Which lines of the data below hold "String"? Copy each of them.

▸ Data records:
────────────────────

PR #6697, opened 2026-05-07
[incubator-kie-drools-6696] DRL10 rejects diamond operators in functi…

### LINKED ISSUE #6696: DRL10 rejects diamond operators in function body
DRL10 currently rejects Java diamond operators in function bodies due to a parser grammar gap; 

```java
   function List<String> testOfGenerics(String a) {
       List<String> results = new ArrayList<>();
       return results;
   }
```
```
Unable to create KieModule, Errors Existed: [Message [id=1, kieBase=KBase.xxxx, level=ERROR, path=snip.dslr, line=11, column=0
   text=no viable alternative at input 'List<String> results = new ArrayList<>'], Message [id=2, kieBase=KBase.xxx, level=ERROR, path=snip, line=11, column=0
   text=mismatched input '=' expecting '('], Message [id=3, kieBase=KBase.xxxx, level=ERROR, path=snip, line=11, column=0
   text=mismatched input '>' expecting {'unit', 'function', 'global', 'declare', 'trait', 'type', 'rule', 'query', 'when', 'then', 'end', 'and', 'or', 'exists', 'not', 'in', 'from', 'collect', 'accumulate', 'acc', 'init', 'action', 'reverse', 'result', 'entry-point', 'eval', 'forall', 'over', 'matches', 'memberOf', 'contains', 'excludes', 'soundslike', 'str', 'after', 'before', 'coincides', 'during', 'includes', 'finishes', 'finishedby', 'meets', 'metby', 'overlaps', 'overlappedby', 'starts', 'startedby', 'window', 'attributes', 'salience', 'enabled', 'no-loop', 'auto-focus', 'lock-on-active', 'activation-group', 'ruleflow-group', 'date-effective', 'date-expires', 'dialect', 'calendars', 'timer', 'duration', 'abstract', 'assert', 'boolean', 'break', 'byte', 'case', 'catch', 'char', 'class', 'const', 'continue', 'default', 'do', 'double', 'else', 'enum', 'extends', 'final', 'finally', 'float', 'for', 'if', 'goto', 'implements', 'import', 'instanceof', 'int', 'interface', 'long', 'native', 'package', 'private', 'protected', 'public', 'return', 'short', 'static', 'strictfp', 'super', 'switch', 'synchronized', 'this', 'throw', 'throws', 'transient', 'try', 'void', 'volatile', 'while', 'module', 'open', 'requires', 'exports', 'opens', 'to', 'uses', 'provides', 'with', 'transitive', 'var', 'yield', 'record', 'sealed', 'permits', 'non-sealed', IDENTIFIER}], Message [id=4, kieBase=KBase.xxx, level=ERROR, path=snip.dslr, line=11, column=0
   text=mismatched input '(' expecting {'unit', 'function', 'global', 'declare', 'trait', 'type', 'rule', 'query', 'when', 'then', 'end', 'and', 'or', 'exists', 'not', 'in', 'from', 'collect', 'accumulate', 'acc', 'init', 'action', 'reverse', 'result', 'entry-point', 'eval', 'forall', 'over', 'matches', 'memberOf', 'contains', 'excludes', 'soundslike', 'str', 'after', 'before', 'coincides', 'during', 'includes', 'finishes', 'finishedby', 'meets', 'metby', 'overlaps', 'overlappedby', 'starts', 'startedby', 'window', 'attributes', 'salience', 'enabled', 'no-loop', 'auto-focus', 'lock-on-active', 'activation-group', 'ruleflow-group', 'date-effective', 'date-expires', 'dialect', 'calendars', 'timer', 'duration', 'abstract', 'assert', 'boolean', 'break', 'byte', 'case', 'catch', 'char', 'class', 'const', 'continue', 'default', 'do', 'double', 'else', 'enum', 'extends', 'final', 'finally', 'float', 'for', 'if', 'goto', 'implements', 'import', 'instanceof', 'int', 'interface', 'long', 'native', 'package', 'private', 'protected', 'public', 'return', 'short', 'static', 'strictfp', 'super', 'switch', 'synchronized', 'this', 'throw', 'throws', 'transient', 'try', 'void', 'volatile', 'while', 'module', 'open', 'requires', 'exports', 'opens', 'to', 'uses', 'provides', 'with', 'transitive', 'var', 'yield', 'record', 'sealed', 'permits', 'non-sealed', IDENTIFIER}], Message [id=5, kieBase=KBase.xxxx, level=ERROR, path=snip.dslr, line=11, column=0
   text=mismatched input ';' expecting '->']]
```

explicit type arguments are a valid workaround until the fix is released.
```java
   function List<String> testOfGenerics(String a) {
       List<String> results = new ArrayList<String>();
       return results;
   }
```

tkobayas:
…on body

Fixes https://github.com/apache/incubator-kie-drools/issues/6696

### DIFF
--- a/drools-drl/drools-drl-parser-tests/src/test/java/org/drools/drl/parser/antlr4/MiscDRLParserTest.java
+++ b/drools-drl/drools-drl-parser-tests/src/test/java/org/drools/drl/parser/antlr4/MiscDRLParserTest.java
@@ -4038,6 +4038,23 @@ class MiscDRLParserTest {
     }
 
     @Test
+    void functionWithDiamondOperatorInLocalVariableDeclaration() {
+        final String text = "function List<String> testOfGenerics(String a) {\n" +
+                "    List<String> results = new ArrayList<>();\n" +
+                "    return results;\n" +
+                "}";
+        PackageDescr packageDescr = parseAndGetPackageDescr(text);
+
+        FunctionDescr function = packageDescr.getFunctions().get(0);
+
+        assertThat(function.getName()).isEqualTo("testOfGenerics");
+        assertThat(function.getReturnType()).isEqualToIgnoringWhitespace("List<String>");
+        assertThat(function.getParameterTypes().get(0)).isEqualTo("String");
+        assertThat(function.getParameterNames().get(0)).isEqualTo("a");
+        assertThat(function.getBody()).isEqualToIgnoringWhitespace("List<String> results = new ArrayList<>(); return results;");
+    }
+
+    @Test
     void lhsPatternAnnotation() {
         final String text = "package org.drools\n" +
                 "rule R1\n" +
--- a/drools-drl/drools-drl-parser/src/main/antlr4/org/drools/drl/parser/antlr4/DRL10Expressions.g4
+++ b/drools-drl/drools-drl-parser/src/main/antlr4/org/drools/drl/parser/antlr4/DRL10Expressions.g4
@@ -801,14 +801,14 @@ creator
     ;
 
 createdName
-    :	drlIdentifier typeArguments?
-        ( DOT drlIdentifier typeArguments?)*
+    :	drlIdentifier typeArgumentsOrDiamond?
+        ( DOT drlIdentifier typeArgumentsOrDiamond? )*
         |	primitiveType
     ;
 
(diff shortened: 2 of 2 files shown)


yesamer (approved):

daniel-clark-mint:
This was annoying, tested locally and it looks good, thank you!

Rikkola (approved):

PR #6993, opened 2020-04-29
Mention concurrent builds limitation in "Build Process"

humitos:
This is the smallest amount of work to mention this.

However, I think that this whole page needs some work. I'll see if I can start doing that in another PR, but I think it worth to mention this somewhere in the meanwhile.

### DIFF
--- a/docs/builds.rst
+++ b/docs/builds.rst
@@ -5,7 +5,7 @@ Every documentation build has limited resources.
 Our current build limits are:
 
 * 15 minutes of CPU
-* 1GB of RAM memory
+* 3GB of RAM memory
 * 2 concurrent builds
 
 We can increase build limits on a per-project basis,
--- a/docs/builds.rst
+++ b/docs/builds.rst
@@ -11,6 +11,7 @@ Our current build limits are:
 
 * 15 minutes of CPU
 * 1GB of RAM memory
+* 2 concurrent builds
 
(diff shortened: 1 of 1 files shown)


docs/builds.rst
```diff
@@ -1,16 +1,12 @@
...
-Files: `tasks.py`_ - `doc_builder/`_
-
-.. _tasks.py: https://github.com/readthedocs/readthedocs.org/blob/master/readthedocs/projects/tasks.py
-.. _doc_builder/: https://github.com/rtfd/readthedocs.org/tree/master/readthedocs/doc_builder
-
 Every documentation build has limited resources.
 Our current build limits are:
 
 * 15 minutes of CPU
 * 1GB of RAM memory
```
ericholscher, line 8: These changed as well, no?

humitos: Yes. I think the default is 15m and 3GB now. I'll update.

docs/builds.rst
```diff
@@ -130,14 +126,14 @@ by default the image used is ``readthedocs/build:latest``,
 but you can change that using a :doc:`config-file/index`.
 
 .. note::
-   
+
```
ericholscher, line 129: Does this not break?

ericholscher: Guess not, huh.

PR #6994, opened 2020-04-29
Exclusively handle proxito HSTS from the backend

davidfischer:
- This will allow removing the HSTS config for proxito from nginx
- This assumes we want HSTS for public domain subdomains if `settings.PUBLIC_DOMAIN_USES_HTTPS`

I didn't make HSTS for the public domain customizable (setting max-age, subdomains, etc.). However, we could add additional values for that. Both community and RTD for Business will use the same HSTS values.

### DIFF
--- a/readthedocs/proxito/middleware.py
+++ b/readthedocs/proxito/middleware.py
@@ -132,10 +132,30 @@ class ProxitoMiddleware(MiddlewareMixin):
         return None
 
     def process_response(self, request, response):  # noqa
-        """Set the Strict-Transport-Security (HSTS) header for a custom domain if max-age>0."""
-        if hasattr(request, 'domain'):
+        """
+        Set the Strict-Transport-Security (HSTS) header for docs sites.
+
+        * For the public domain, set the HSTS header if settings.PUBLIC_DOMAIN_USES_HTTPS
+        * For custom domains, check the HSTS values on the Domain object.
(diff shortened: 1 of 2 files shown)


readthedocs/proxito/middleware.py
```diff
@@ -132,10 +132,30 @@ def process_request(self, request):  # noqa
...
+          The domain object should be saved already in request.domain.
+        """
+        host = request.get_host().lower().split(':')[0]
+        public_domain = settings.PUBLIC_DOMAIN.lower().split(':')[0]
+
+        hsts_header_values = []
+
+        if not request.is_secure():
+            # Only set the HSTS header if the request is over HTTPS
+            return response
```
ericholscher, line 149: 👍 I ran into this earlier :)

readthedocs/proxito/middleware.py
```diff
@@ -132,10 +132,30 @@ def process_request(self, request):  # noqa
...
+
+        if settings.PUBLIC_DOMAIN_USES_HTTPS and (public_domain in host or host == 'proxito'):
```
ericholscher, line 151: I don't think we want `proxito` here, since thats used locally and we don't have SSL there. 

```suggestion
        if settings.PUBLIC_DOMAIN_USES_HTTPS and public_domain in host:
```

────────────────────

▸ WRITTEN SOLUTION:
   function List<String> testOfGenerics(String a) {
       List<String> results = new ArrayList<>();
   text=no viable alternative at input 'List<String> results = new ArrayList<>'], Message [id=2, kieBase=KBase.xxx, level=ERROR, path=snip, line=11, column=0
   function List<String> testOfGenerics(String a) {
       List<String> results = new ArrayList<String>();
+        final String text = "function List<String> testOfGenerics(String a) {\n" +
+                "    List<String> results = new ArrayList<>();\n" +
+        assertThat(function.getReturnType()).isEqualToIgnoringWhitespace("List<String>");
+        assertThat(function.getParameterTypes().get(0)).isEqualTo("String");
+        assertThat(function.getBody()).isEqualToIgnoringWhitespace("List<String> results = new ArrayList<>(); return results;");
         final String text = "package org.drools\n" +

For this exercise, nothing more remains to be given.